Pardon, cher Jeune traducteur inexpérimenté mais pas au point de n'avoir jamais entendu parler de poules, ni des moyens de te documenter à leur sujet. Je l'avoue, ce n'est pas forcément dans tes œuvres que les bestioles ci-dessus décrites avec brio sont traduites par « poulet » mais, parfois, dans celles de piliers de la profession.

Sache que la génération qui te précède a ânonné des choses telles que :

Number one is a duck
Number two is a goose
Number three is a bee
Number four is a stork
Number five is a knife
Number six is (holy shit... chais plus.. ah oui, a pig !)
Number seven is a... HEN !!!

(and so on pour cette première leçon d'anglais de 6e dans les années 1970)

Depuis, elle n'en démord pas. Pour elle, tout ce qui n'est pas « hen » n'est pas « poule ». Et comme, un peu plus tard au cours de sa scolarité, on lui a appris que « chicken », c'était du « poulet », eh bien, à cinquante piges, elle persiste dans cette confusion gallinacéenne devenue réflexe automatique, en dépit d'années d'études supérieures, suivies de décennies de pratique au plus haut niveau.
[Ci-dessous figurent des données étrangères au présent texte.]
PR #523, opened 2019-07-31
GTS to Encoder conversions

ftence:


warp10/src/main/java/io/warp10/script/functions/TOENCODER.java
```diff
@@ -50,6 +57,40 @@ public Object apply(WarpScriptStack stack) throws WarpScriptException {
...
+      // If raw wrap, convert to GTS
+      if (element instanceof byte[]) {
+        TDeserializer deser = new TDeserializer(new TCompactProtocol.Factory());
+
+        try {
+          GTSWrapper wrapper = new GTSWrapper();
+
+          deser.deserialize(wrapper, (byte[]) element);
+
+          element = GTSWrapperHelper.fromGTSWrapperToGTS(wrapper);
```
hbs: It would be better to get a GTSDecoder rather than a GeoTimeSeries, this would prove faster and less hungry in memory

warp10/src/main/java/io/warp10/script/functions/GTSTO.java
```diff
@@ -0,0 +1,89 @@
...
+/**
+ * Create a GTSEncoder for each instance of GTS, wrapped GTS or raw wrapped GTS.
+ */
+public class GTSTO extends ElementOrListStackFunction {
+
+  private final ElementStackFunction gtstoFunction = new ElementStackFunction() {
+    @Override
+    public Object applyOnElement(Object element) throws WarpScriptException {
+      // If wrap, convert to raw wrap
+      if (element instanceof String) {
```
hbs: It bothers me that a function called GTS-> takes as input wrappers which are not GTS per say. A better name should be picked.

warp10/src/main/java/io/warp10/script/functions/ASENCODER.java
```diff
@@ -0,0 +1,89 @@
...
+import org.apache.thrift.TDeserializer;
+import org.apache.thrift.TException;
+import org.apache.thrift.protocol.TCompactProtocol;
+
+import java.io.IOException;
+
+/**
+ * Create a GTSEncoder for each instance of GTS, wrapped GTS or raw wrapped GTS.
+ */
+public class ASENCODER extends ElementOrListStackFunction {
```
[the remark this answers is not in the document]
ftence: It can also operate on a single GTS which could make `$gts ASENCODERS` a bit misleading... but less misleading than `$lgts ASENCODER` as it is logical that a single GTS produces a single encoder but a list of GTS could produce a single encoder (as `->ENCODER`) or a list of encoders (as this function).

Agreed, I will make it plural.

warp10/src/main/java/io/warp10/script/functions/ASENCODER.java
```diff
@@ -0,0 +1,89 @@
...
+      // If raw wrap, convert to GTS
+      if (element instanceof byte[]) {
+        TDeserializer deser = new TDeserializer(new TCompactProtocol.Factory());
+
+        try {
+          GTSWrapper wrapper = new GTSWrapper();
+
+          deser.deserialize(wrapper, (byte[]) element);
+
+          element = GTSWrapperHelper.fromGTSWrapperToGTS(wrapper);
```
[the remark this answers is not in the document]
ftence: It will also allow a wrapped encoder to be given to `ASENCODERS` without error if it contains multiple types. Not sure if it is useful but it is logical.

Contre toute évidence et quand, au paragraphe ou au plan précédent, elle a elle-même traduit un panier d'œufs, elle te sert des « poulets ».

Voilà un curieux phénomène qui devrait te donner à méditer, non, en ce week-end qui pourrait être de Pâques, sur ce blog négligemment décalé ? Voire te plonger dans le doute et la perplexité, tout autant que ceux qui, depuis des siècles, cherchent la réponse à la question :

« Which came first, the chicken or the egg? »

2013-04-12 ori-cuit-oeuf-1569 (Small).jpg
                                     © Bonareva/Ard'time

17 mars 2013

Naturatiboisée (la suite, et ça ne va pas en s'arrangeant)

Les plus bizarres d'entre les Lecteurs de ce blog se souviendront peut-être d'un libelle pondu ici par une poule d'eau.

Le mode d'expression de la gallinule était contestable, mais pour le fond, elle avait de quoi se faire du souci pour la préservation de son habitat, au moins à moyen terme. Espérons qu'à échéance plus lointaine, les spécialistes de Natura 2000 auront eu raison de raisonner.

Si la poule d'eau logeait toujours dans le coin (non, pas dans le coin-coin, amis farceurs : ce n'est pas un canard !), elle n'aurait aucun mal à le toucher, le fond. Le voici, aux dernières nouvelles de la plus récente expédition :

DSCN6219.JPG

Que ceux qui s'inquiéteraient du sort de la bête à plume acérée se rassurent : je lui ai provisoirement cloué le bec, craignant que, devenue poule de terre, elle n'ait pas pour autant gagné en distinction. Mais elle frétille toujours.